The Obelisk is located on an elevated land near the walls of the Srirangapatna Fort in Srirangapatna (also known during the British Raj as Seringapatam). It is set up at the centre of a spread-out concentric series of steps, on a high point at the northwestern corner on one end of the island on the Cauvery River, near the more famous Ranganathaswamy temple.

The obelisk structure is narrow with shining stone built over a series of steps in a spacious concentric circular surface as basement, at an elevated location close to the fort walls.
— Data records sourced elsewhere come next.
PR #2996, opened 2025-11-11
[Whisper] Rely on timestamps parsing to detect end of chunk

as-suvorov:
## Description
For the short_form audio (< 30 seconds) implementation was uncoditionally set first processed chunk as the only one. This is not correct. Switched to timestamps parsing to detect end of the chunk.

CVS-173554

## Checklist:

### DIFF
--- a/tests/python_tests/test_whisper_pipeline.py
+++ b/tests/python_tests/test_whisper_pipeline.py
@@ -469,7 +469,7 @@ def test_return_timestamps_short_form(model_descr, sample_from_dataset):
 
 
 @pytest.mark.parametrize("model_descr", get_whisper_models_list(tiny_only=True))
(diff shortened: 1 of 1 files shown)


src/cpp/src/whisper/whisper.cpp
Wovchena, line 1: Is a test addition applicable here?

For example prepend silence to `How are you doing`. The first decoded chunk will be empty and the second (meaningful) one is dropped because of the bug.

as-suvorov: The test is applicable here. Most probably It's not going to work the way you described. But we might cover this case with 2 sentences audio from short form dataset or with `How are you doing` sample repeated twice. I wasn't plan to add test for this PR as I wanted to align our tests with transformers in general. But I'm not sure when it's going to happen. I'll add test for cover this change.

as-suvorov: Test added

PR #2937, opened 2025-10-29
Move SDPAToPA-related functionality to runtime

CuriousPanCake:
## Description
Move the SDPAToPA-related functionality to the transformation to avoid decoupling the code that needs to be a part of a single component.
This would help to make the transformation more isolated and testable.

Ticket: [CVS-165769](https://jira.devtools.intel.com/browse/CVS-165769)

Signed-off-by: Andrii Staikov <andrii.staikov@intel.com>

PR #3003, opened 2025-11-12
Pin OpenVINO runtime commit to avoid circular dependency issues

CuriousPanCake:
Pin OpenVINO runtime commit to avoid circular dependency issues

- Tickets:
[CVS-165769](https://jira.devtools.intel.com/browse/CVS-165769)

Signed-off-by: Andrii Staikov <andrii.staikov@intel.com>

### DIFF
--- a/.github/workflows/coverity.yml
+++ b/.github/workflows/coverity.yml
@@ -43,7 +43,7 @@ jobs:
       with:
         platform: ubuntu22
         commit_packages_to_provide: wheels
-        revision: latest_available_commit
+        revision: fcf7c2964cf460ecfcb039f748d1f4028626d58c
         # Set specific revision and uncomment to use OV from its PR build:
         # branch_name: master
         # event_name: pull_request
--- a/.github/workflows/windows.yml
+++ b/.github/workflows/windows.yml
@@ -89,7 +89,7 @@ jobs:
       with:
         platform: windows
         commit_packages_to_provide: wheels,openvino_node_npm_package.zip
-        revision: latest_available_commit
+        revision: fcf7c2964cf460ecfcb039f748d1f4028626d58c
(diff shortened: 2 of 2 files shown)


CuriousPanCake:
Required for merging https://github.com/openvinotoolkit/openvino/pull/32570
Otherwise, the GenAI code is going to be broken

Wovchena:
What particular OV change is going to break GenAI? I though OV is going to extend its API, not shrink.

There's also probably backward incompatibility introduced by OV. Suppose someone has their own implementation which happens to match current OV GenAI exactly.

CuriousPanCake:
You're right, we'll have more code in runtime, less in GenAI, but

1. Merging the [runtime PR](https://github.com/openvinotoolkit/openvino/pull/32570) is not possible without pining the GenAI version. Otherwise, once it is merged, the GenAI code is not going to work correct: you're going to always have exceptions at the PA initialization stage hence falling back to the SDPA implementation.

2. Similarly, it's not possible to merge the [GenAI changes](https://github.com/openvinotoolkit/openvino.genai/pull/2937) first as runtime is not supporting them yet: the CI is going to be red and the GenAI pipelines are not going to work properly.

That's why we thought it's going to be good to 
1. Pin the runtime version
2. Merge OV runtime changes
3. Merge GenAI changes

Please, let me know if you need more information

Wovchena:
(2) is clear. My questions are about (1) (still not answered)

mryzhov:
> (2) is clear. My questions are about (1) (still not answered)
When we merge the new transformation in OV then models will be converted (sdpa->pa) by moc transformation and in genai pipeline the old transformation will fail on this model.

CuriousPanCake:
Talked with Vladimir offline, he approves the changes

PR #3005, opened 2025-11-13
[DO-NOT-REVIEW]Enable custom VIT of qwen2.5 VL.

xipingyan:
Only for internal verification.
Need to set ENV: `ENABLE_CUSTOM_VIT=1`


rkazants (changes requested):
Do not merge. Please share ticket and model card id so that we will prepare PR into optimum-intel and you will check your PR on our IR.

xipingyan:
> Do not merge. Please share ticket and model card id so that we will prepare PR into optimum-intel and you will check your PR on our IR.

Sorry, @rkazants @Wovchena , This PR is only for Customer verification. The customer thinks our default VIT of Qwen2.5-Vl can't meet their requirement, and the customer has their own VIT implementation, but they also want to use GenAI's History Chat feature(multiple loop chat) for LLM part of VLLM.
So I draft this PR, please don't review and do not merge(labels has been added).

PR #2980, opened 2025-11-06
pre-commit introduction

sgonorov:
## Add Pre-commit Hooks for Code Quality and Consistency

This PR introduces pre-commit hooks to automate code quality checks and formatting across the codebase. The hooks run automatically on staged files before each commit.

### How to Run Pre-commit Manually

**Important:** Pre-commit only lints changed/staged files, not the entire codebase.

```bash
# Install pre-commit hooks (one-time setup)
pre-commit install

# Run on all staged files
pre-commit run

# Run on all files in the repository
pre-commit run --all-files

# Run on specific files
pre-commit run --files path/to/file1.cpp path/to/file2.py
```

### Prerequisites

Before using pre-commit hooks, ensure the following tools are installed:

```bash
# Required for C++ linting and formatting
sudo apt install clang-format clang-tidy  # Linux
# or
brew install clang-format llvm  # macOS
```

#### **General Hooks** (pre-commit-hooks)
- Fixes trailing whitespace, line endings (LF), and ensures files end with newlines
- Prevents commits to master branch and catches merge conflicts
- Detects private keys and large files (>1MB)
- Validates JSON, YAML, TOML, and Python AST syntax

The initial lower portion of the main structure above the basement is of square shape with plaques fixed on each of its four phases, followed by pyramidal or conical tall post founded over four cannons and tapering to a pinnacle fitted with a cannon ball; the plaques are inscribed with details of the siege of Srirangapatna during 4 April-5 May 1799.

On the front face of the Obelisk, the plaque gives a general description of the siege as: "This monument is erected by the Government of Mysore in 1907 in order to commemorate the Siege of Seringapatam by the British forces under Lieutenant General G. Harris and its final capture by assault on 5th May 1799, as also the names of those gallant officers who fell during the operations." However, it may be mentioned that in the war, the combined forces of the British East India Company and their allies who fought in the war were 50,000 soldiers in all, while the soldiers of the Kingdom of Mysore, ruled by Tipu Sultan, were 30,000. It is also said that about 80 men of the Swiss ‘de Meuron Regiment’, who fell during the siege, and their family members are buried in the Garrison Cemetery, Seringapatam.

The second plaque makes specific mention of the British casualties in the war with lists giving the number of soldiers and officers wounded, killed or missing for the siege (5 April to 4 May 1799). The final count of casualties inscribed on the plaque reports 192 dead, 657 injured and 25 not traced.

In the last two faces of the edifice, the plaques lists the rank, name and the regiment of the European officers who were martyred in the siege.